Patterns in Open Source License Compliance
July 19, 2022•247 words
I have been investigating problems incorporating third-party sources into proprietary code bases. The goal is to help companies follow the rules when they work with open source.
I'm looking at snippets, not standalone packages tidily encapsulated in their own directories. This kind of copying is free range and messy. It's everywhere. Copy-pasta is just how developers do their jobs. They snarf code anywhere and everywhere.
That means compliance problems are super common. Managers mainly aren't aware - without tooling they don't have much visibility into which code came from where.

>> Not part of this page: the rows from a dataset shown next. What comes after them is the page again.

PR #10644, opened 2018-02-20
Add custom feedback value format for Slider (VSlider).

subshark:
Can you add to next version of Vaadin framework custom value for feedback text? For example slider is seconds and I want see value in format hours:minutes:sec. Now only number avalaible
```
public void setFeedbackValue(double value) {
    feedback.setText(String.valueOf(value)); //feedback is protected, can't override
}
```

---
This change is [Reviewable](https://reviewable.io/reviews/vaadin/framework/10644)


elmot:
The pull request should be from your branch to `master`, not to any of 8.X

elmot:
@subshark, please create an issue in https://github.com/vaadin/framework/issues, pull-requests are for actual code changes only.

PR #10745, opened 2018-03-23
Fix ValueChangeListener order changes with Binder

### LINKED ISSUE #9917: Vaadin 8: order in which change and binder listeners are called gets messed up
A field is bound to a bean property using Binder. The same field also has a valueChangeListener. In the code below, when the value of the combobox changes the value change listener is invoked before the setter on the Data object. It is wrong. However, if the lines of code that registers the listener and the setBean call are reversed the setter on the Data object will be called before the listener (correct behavior)

In this version of the code, the listener method ic invoked before the setValue method:
```
public class ValueChangeView extends VerticalLayout implements View {
  public class Data {
    private String value;
    public String getValue() {
      return value;
    }
    public void setValue(String value) {
      this.value = value;
    }
  }
  private Data data;
 
  @Override
  public void enter(ViewChangeEvent event) {
    data = new Data();
    Binder<Data> binder = new Binder<>(Data.class);
    NativeSelect<String> combo = new NativeSelect<>("Select");
    String items = { "One", "Two" };
    combo.setItems(items);
    addComponent(combo);
    Label comboValue = new Label();
    addComponent(comboValue);
    binder.forField(combo).bind("value");

    combo.addValueChangeListener(e -> comboValue.setValue(data.getValue()));

    binder.setBean(data);
  }
}
```
In the following version, the setValue method is called before the listener:
```
public void enter(ViewChangeEvent event) {
  data = new Data();
  Binder<Data> binder = new Binder<>(Data.class);
  NativeSelect<String> combo = new NativeSelect<>("Select");
  String items = { "One", "Two" };
  combo.setItems(items);
  addComponent(combo);
  Label comboValue = new Label();
  addComponent(comboValue);
  binder.forField(combo).bind("value");
 
  binder.setBean(data);
 
  combo.addValueChangeListener(e -> comboValue.setValue(data.getValue()));
}
```
This happens because of the following code in the Binder class called during the setBean call. The listener associated with the binder is removed from the list and then added. However, if there is another listener in the list (the added value change listener) the order is reversed and the user defined listener is called before the binder's listener. 
```
private void initFieldValue(BEAN bean) {
  assert bean != null;
  assert onValueChange != null;
  onValueChange.remove();
  try {
    getField().setValue(convertDataToFieldType(bean));
  } finally {
    onValueChange = getField() .addValueChangeListener(this::handleFieldValueChange);
  }
}
```
The order may also get messed up during other binder calls as well. The problem is the list of listeners in the EventRouter does not maintain order of methods. It gets messed up and, as a result bean values may be updated either before or after other listeners are invoked. It's inconsistent and unpredictable.
 
To see this in the attached project navigate to
[http://localhost:8080/v8-nativeselect/#!Change](url)

[v8-errors.zip](https://github.com/vaadin/framework/files/1268355/v8-errors.zip)

tsuoanttila:
Fixes #9917

---
This change is [Reviewable](https://reviewable.io/reviews/vaadin/framework/10745)

### DIFF
--- a/server/src/main/java/com/vaadin/data/Binder.java
+++ b/server/src/main/java/com/vaadin/data/Binder.java
@@ -982,8 +982,8 @@ public class Binder<BEAN> implements Serializable {
 
         private boolean readOnly;
 
-        // Not final since we temporarily remove listener while changing values
-        private Registration onValueChange;
+        private final Registration onValueChange;
+        private boolean valueInit = false;
 
         /**
          * Contains all converters and validators chained together in the
@@ -1056,7 +1056,6 @@ public class Binder<BEAN> implements Serializable {
         public void unbind() {
             if (onValueChange != null) {
                 onValueChange.remove();
-                onValueChange = null;
             }
             binder.removeBindingInternal(this);
             binder = null;
@@ -1116,12 +1115,11 @@ public class Binder<BEAN> implements Serializable {
         private void initFieldValue(BEAN bean) {
             assert bean != null;
             assert onValueChange != null;
-            onValueChange.remove();
+            valueInit = true;
             try {
                 getField().setValue(convertDataToFieldType(bean));
             } finally {
-                onValueChange = getField()
-                        .addValueChangeListener(this::handleFieldValueChange);
+                valueInit = false;
             }
         }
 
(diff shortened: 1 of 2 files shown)


elmot:
Reviewed 1 of 1 files at r1, 1 of 1 files at r2.

---



*Comments from [Reviewable](https://reviewable.io:443/reviews/vaadin/framework/10745)*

Developers need training in how to incorporate third party code, including Stack Overflow, open source repos with licenses, and sources without license statements. I imagine most of them just don't know how to handle these situations.
Developers need to start caring about compliance problems in third party code. If failures cost them and successes benefitted them they would do the work. CIs should run bots (like Github Actions) to recognize snippets from third party sources and flag it for examination by code reviewers. Reviewers need to know how to evaluate the reports.
Engineering management needs to drive these changes. They need to check whether job candidates know how to comply with copyright. They need to train developers in good practices. They need to ask for compliance checking in pull requests.
These aren't hard problems. They aren't high tech. However they are very large scale: adoption of new practices across the software industry is not a small project.